自己拥有前世记忆,心中记了不知多少古人诗词。
随便拎一首出来,都足以吊打对方。
只是那样一来,就结下梁子了。
但看许荣祖这副样子,自己若是退缩,只怕要被他永远挂在嘴边耻笑。
“陆某不才,临时拼凑了两句,只为博诸位一笑。”
陆渊文故意把姿态压得很低地说道。
许荣祖见他半天不语,以为是怕了,正准备出言讥讽两句,却听到陆渊文开口,顿时兴头大增:“快些念!”
陆渊文闭口不语并不是他最想看到的结果。他最期盼的是能够听到对方作出一首明显不如自己的诗,好加以比较后再耻笑。
交头接耳的众人也纷纷止住话头,侧耳静听。
“题目就叫‘苔’,苔藓的苔,”陆渊文不疾不徐地说道,“白日不到处,青春恰自来。”
许荣祖从鼻子里冷哼一句:“开头两句,便落了俗套。”
陆渊文没搭理他,而是继续念道:“苔花如米小,也学牡丹开。”
念完,他不再多说一字,只是静待众人点评。
这诗乃袁枚所作,水平绝对是够的,而且用在这里恰到好处。
首先在场所有人中,数他年纪最小,个子也最小,将微末不起眼的苔藓作为诗的描写对象,有自比的意思。

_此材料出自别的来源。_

PR #1330, opened 2026-09-01
feat(providers): add Codex subscription provider

### LINKED ISSUE #924: [Feature]: Sign in with ChatGPT (Codex subscription) as an LLM provider
### Problem

Self-hosted OpenMAIC users may already have a ChatGPT plan with Codex usage, but currently need a separately billed OpenAI Platform API key (or another provider). A "Sign in with ChatGPT" option would let them connect the entitlement they already pay for, without managing an API key by hand.

Similar OSS projects have shipped this — [OpenCode](https://github.com/anomalyco/opencode/pull/7537) added browser PKCE and Codex Responses to core, then [added device-code](https://github.com/anomalyco/opencode/pull/10890) for headless; [OpenClaw](https://docs.openclaw.ai/providers/openai) documents Codex subscription OAuth. OpenAI officially [documents ChatGPT sign-in for Codex](https://learn.chatgpt.com/docs/auth), with device-code recommended for remote/headless.

### Proposal

An experimental provider, scoped to local / self-hosted single-user deployments:

- "Sign in with ChatGPT" action in provider settings — account status, available models, sign-out.
- Browser PKCE by default; Codex device-code as the headless fallback.
- Tokens stay server-side, refresh tokens rotate safely, sign-out clears stored credentials.
- Model list reflects what the signed-in account actually exposes; expired-session, workspace, quota, and rate-limit errors surface as clear UI states.
- Shows as unavailable on serverless / read-only deployments rather than failing at runtime.
- Existing API-key and third-party providers stay untouched.

Initial scope:

- Text generation only. Image via `gpt-image-2` has working third-party prior art but would be a separate follow-up.
- Local single-user only. No multi-tenant or public multi-user.

### Two implementation paths

**Native TypeScript** — implement PKCE, device-code, token refresh, and the Codex adapter in-repo. Follows OpenCode's direction. No extra binary; upstream protocol drift is on us to track.

**Managed [CLIProxyAPI](https://github.com/router-for-me/CLIProxyAPI) sidecar** — bundle and supervise a pinned binary. Less protocol code to own, and it already handles Codex-backed `gpt-image-2` for a possible image follow-up. Cost is binary verification, cross-platform packaging, and process lifecycle.

### Notes

Usage counts against the user's ChatGPT plan limits, not an OpenAI Platform API balance. UI should say so, and note it's subject to OpenAI's terms.

### Questions for maintainers

1. Is ChatGPT-subscription-backed sign-in an acceptable direction?
2. Preference between native adapter and managed sidecar?

white638:
## Summary

- add an opt-in, server-only `codex` language-model provider backed by the official Codex App Server
- add ChatGPT browser/device-code sign-in, sign-out, model discovery, and subscription rate-limit display
- add an AI SDK v3 adapter for text, image input, streaming, structured JSON output, reasoning effort, and usage reporting
- isolate provider state in a required dedicated `CODEX_PROVIDER_HOME`
- run every generation in an ephemeral, no-environment thread with commands, file access, plugins, MCP, web access, approvals, and dynamic tools disabled
- document persistent-Node, shared-quota, and access-control requirements

## Screenshot

Codex Subscription provider settings

## Rationale

The earlier native-adapter discussion in #949 concerned direct use of an unofficial Codex OAuth/backend path. This implementation uses OpenAI’s documented [Codex App Server](https://developers.openai.com/codex/app-server), which is specifically intended for rich-client embedding. The pinned official package owns OAuth, token refresh, model discovery, and quota reporting; OpenMAIC never parses or stores OAuth tokens.

Closes #924.

## Verification

- [x] frozen-lock dependency install
- [x] 7 focused test files, 41 tests
- [x] TypeScript (`tsc --noEmit`)
- [x] ESLint (0 errors; 18 pre-existing repository warnings)
- [x] production Next.js build
- [x] GitHub CI: lint/typecheck/unit, E2E, render service, and PostgreSQL storage contract
- [x] all 12 locale files have aligned keys
- [x] Prettier check for every changed, supported file
- [x] production `/api/codex` status route and settings UI smoke test
- [x] official App Server accepted the hardened ephemeral `thread/start` configuration
- [x] account-authenticated generation with `gpt-5.6-luna` and live ChatGPT Pro quota read

Repository-wide `prettier . --check` currently reports pre-existing formatting/line-ending differences across 2,371 files. The package-version gate also fails unchanged `HEAD` because the current publish workflow omits five packages from `on.push.paths`; this patch does not modify publishable package sources or versions.

## Deployment notes

- disabled unless `CODEX_PROVIDER_ENABLED=true`
- requires an absolute, dedicated `CODEX_PROVIDER_HOME`
- requires a persistent local Node.js server; serverless deployment is unsupported
- the ChatGPT login belongs to the server, so shared deployments must enable access control
- OpenMAIC tool calls are not exposed through this transport

## AI assistance

This contribution was developed with AI assistance. The final diff was manually reviewed, security boundaries were checked against the official App Server protocol/source, and only the verification listed above is claimed.


pascalnshoboza-create (approved):

wyq0x55:
Is it possible to use it to generate images and speech?

white638:
> Is it possible to use it to generate images and speech?

This doesn't seem to be officially permitted by Codex. You can only use it for reasoning.

wyuc:
Thank you — this is a real step up from the earlier unofficial path, and the hardening is careful: the pinned official package owns login and token refresh so OpenMAIC never touches tokens, agent capabilities are switched off rather than trusted, and tool calls fail loudly rather than degrading silently.

I'm not merging it, and the main reason isn't in the code: whether a third-party app may serve model calls from a user's ChatGPT subscription is still unanswered by OpenAI. See openai/codex#8338 — asked since May, every follow-up from developers building third-party apps unanswered, and the "known clients list" the README points at has no working intake. Your own note above, that image and speech "don't seem to be officially permitted," is the same uncertainty from the other side. More code can't settle it. Reasoning on #924.

Three things independent of that:

- `language-model.ts` throws on any tool call, and generation here is tool-driven — so this cannot drive the workbench, which is most of what a self-hoster would want it for.
- `@openai/codex` is a hard dependency pulling six platform binaries, so every install downloads a coding-agent CLI whether or not `CODEX_PROVIDER_ENABLED` is ever set.
- "shared deployments must enable access control" is a README line, not a gate. The login belongs to the server, so a multi-user deployment silently bills every user's generation to the owner's plan.

For the underlying need today: point your own Codex session at `skills/agent-runtime/` — `slide-dsl`, `stage-dsl`, `curriculum-planner`, `stage-design`. Codex keeps the capabilities this PR has to switch off, runs under your own subscription in its intended local use, and there is no integration to maintain. Documenting that workflow would be a genuinely useful contribution.

PR #1336, opened 2026-09-01
harden: LLM streaming, classroom Postgres fallback

yanyushuai:
## Summary

Reliability fixes for OpenMAIC.

### Runtime
- **ai**: stream named OpenAI-compatible providers (deepseek/qwen/kimi/glm) when `OPENAI_COMPAT_USE_STREAMING_CHAT=true`, avoiding NAT/firewall idle-timeout disconnects that surface as `Failed to process successful response`.
- **ai**: log the LLM failure `Error.cause` chain so real root causes (ECONNRESET, zod, truncated body) reach server logs.
- **classroom**: fall back to the Postgres DocumentStore to load Pro workbench courses, so pure-Postgres courses open by link instead of 404.

### Deps / local
- **deps**: patch @earendil-works/pi-agent-core for Windows path handling; add `/debug/` to .gitignore.

> Note: the cross-platform `rm -rf -> node fs.rmSync` workspace build-script change was split out of this PR (it triggered the package-version-bump gate and is unrelated to the runtime work here).

## Verification
- Root app typecheck (`tsc -p tsconfig.json --noEmit`): passes, 0 errors.
- ESLint on changed files: passes. Prettier: clean. i18n-keys: passes.
- `tests/ai/openai-provider.test.ts`: 52/52 pass.
- Note: `check-package-version-bumps` / `check-internal-dependency-ranges` still fail on a **pre-existing** `publish-packages.yml` drift (5 packages omitted from the workflow) that reproduces on clean `origin/main`.

### DIFF
--- a/.gitignore
+++ b/.gitignore
@@ -45,6 +45,7 @@ npm-debug.log*
 yarn-debug.log*
 yarn-error.log*
 .pnpm-debug.log*
+/debug/
 
 # env files
 .env*
--- a/app/api/classroom/route.ts
+++ b/app/api/classroom/route.ts
@@ -4,6 +4,7 @@ import { apiSuccess, apiError, API_ERROR_CODES } from '@/lib/server/api-response
 import {
   buildRequestOrigin,
   isValidClassroomId,
+  loadClassroomFromDocumentStore,
   persistClassroom,
   readClassroom,
 } from '@/lib/server/classroom-storage';
@@ -65,11 +66,20 @@ export async function GET(request: NextRequest) {
     }
 
     const classroom = await readClassroom(id);
-    if (!classroom) {
-      return apiError(API_ERROR_CODES.INVALID_REQUEST, 404, 'Classroom not found');
+    if (classroom) {
+      return apiSuccess({ classroom });
     }
 
-    return apiSuccess({ classroom });
+    // Fallback: Pro workbench (agent-runtime) courses live in the PostgreSQL
+    // DocumentStore, not `data/classrooms/*.json`. A JSON miss is NOT a
+    // "course missing" verdict — consult the store before declaring 404, so a
+    // Postgres-only course opens by link like any JSON classroom.
+    const stored = await loadClassroomFromDocumentStore(id);
+    if (stored) {
+      return apiSuccess({ classroom: stored });
+    }
+
+    return apiError(API_ERROR_CODES.INVALID_REQUEST, 404, 'Classroom not found');
   } catch (error) {
     log.error(
       `Classroom retrieval failed [id=${request.nextUrl.searchParams.get('id') ?? 'unknown'}]:`,
--- a/lib/ai/llm.ts
+++ b/lib/ai/llm.ts
@@ -275,6 +275,29 @@ export interface LLMRetryOptions {
 
 const DEFAULT_VALIDATE = (text: string) => text.trim().length > 0;
 
+/**
+ * Extract the Error.cause chain from an LLM call failure.
+ *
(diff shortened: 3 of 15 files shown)


liuxusummer (commented):
The new PostgreSQL fallback appears to bypass the existing tombstone semantics for deleted courses.

`loadClassroomFromDocumentStore()` obtains `owner_id` from `document_stages` and then calls the raw `provider.documentStore.forOwner(owner).loadDocument(id)`. However, course deletion is implemented by setting `stage_meta.deleted_at`; the corresponding `document_stages` row remains present. Since the raw `PgDocumentStore` does not consult `stage_meta`, a deleted Pro Workbench course may become readable again through `/api/classroom?id=...` when its ID is known.

Could this path resolve access through the existing `resolveStageAccess(id)` first, or otherwise reject tombstoned stages before loading the document? A regression test covering a tombstoned PostgreSQL course through the classroom fallback would also help prevent this from returning.

CXuPercy (changes requested):
Cross-reviewed by two independent reviewers. The four changes are individually sensible — the opt-in streaming extension for named OpenAI-compatible providers (with on/off tests), the cause-chain logger (cycle-guarded, depth-capped), the classroom Postgres fallback (JSON miss → DocumentStore → 404), and the Windows skills fix. Two things need resolving before merge:

**1. The pi-agent-core patch duplicates an already-approved fix.** #1297 fixes the same Windows path bug via a POSIX-normalizing subclass of NodeExecutionEnv — no dependency patching, no version coupling. The pnpm patch here pins `@earendil-works/pi-agent-core@0.78.0` exactly and must be re-verified on every bump of that package. Please drop the patch (and the patchedDependencies/package.json churn) from this PR and let #1297 carry the fix — or, if you believe patching upstream is the right long-term answer, make that case explicitly and coordinate so we don't merge both.

**2. The classroom fallback is a new read path with zero tests.** `loadClassroomFromDocumentStore` introduces a dynamic import, an owner lookup, a `forOwner` load, and an `as unknown as` shape boundary between the DSL document shapes and the classroom payload — the kind of path `tests/` exists for. At minimum: found-in-store returns the classroom, absent → null → 404, no DATABASE_URL → null, and store error → null (never throws). The streaming tests only cover deepseek; a loop over the named compatible providers would also cheaply pin the generalization.

Minor: this supersedes #1335 without explanation in the description — a line about what changed between the two would help reviewers of the future.

wyuc (changes requested):
Thanks for putting these fixes together. The LLM streaming compatibility path can stay: it is opt-in, preserves the existing non-streaming response contract, and is independent of the blockers below. The cause-chain logging change also looks reasonable.

Before merging, please address the following:

1. Remove the Windows `pi-agent-core` patch, including the `patchedDependencies` entry and related lockfile churn. This is now duplicated by #1297.
2. Rework or split out the classroom fallback. As written, the fallback can bypass the existing tombstone/access semantics, so it needs to preserve those checks and include regression coverage.
3. For the expanded OpenAI-compatible streaming path, please add parameterized coverage for every intended named provider (for example DeepSeek, Qwen, Kimi, and GLM), and verify that each accepts `stream_options.include_usage`. If support differs, gate that option by provider rather than sending it universally.

With those changes, the streaming compatibility and cause-chain logging portions are fine to keep.

wyuc:
Thanks @yanyushuai for this contribution. I'm closing it to keep the queue tidy, since there hasn't been an update since the changes requested on 2026-09-02. It isn't a rejection of the idea: if you'd like to pick it back up, you're welcome to reopen it or open a fresh PR against the current `main` that addresses the review, and we'll take another look.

最后一句,又不失时机地将学友们比作牡丹,给足了他们面子。
就看他们能不能品得出来了。
全场沉寂,人人都在思考。
以苔藓作为描写对象,倒是挺新的,而且文字背后,似乎暗藏了些意味。
“这诗有些意趣……”一人率先脱口而出,“陆兄年纪身形在这是最小的,因此自比作苔藓,陈某没有会错意吧?”
陆渊文微笑颔首:“正是如此。”
众人这才恍然大悟,纷纷摇头晃脑:“如此说来,这诗还真是妙极!”
“颇有意趣,颇有意趣。用在这里还真是贴合得很。”
韩鹏起高声赞扬道。
其余人的赞扬声,也是一浪高过一浪。
许荣祖脸上挂不住了。
他板着脸,正准备吹毛求疵时,却被另一人声音打断。
“陆小友方才所作诗的最后一句,莫不是将在座诸位比作那盛放牡丹?”一位年纪颇大,须发已经花白的考生笑言道,“这个比方打得巧妙,只是老朽经受不起啊。”
其余人经此提醒,才反应过来这首诗到末尾,还顺带夸了一遍他们,更是个个喜上眉梢。
“构思立意,真是巧极。只是这夸赞,不才承受不起啊。”
一人笑着说道。
“我看,陆兄自己,就是那盛放牡丹!”
另一人说话间,已经端起酒,给陆渊文敬起来。
陆渊文赶紧起身举杯,和他碰了一个。
这话一出,附和声连连,考生们纷纷从椅子上起身,离得近的直接和陆渊文碰杯,远一些的走到他身边敬酒。
说好话哄人高兴,谁都会。但把夸赞巧妙地隐藏到诗句中,却是一门本事。
众人眼下就要赴考,听到这样巧妙不露痕迹的赞美,自然个个欣喜异常。
相形之下,许荣祖那首兆头不佳的诗,完全被人们抛到了脑后。
大考在前,谁都想听句吉祥话。
陆渊文觥筹交错,接受着众人衷心赞美。许荣祖却是尴尬一场,站也不是,坐也不是。
本来是全场主角的他,瞬间成了被遗忘的角落,眼睁睁地看着之前未曾放入眼中的陆渊文春风得意,应酬交际。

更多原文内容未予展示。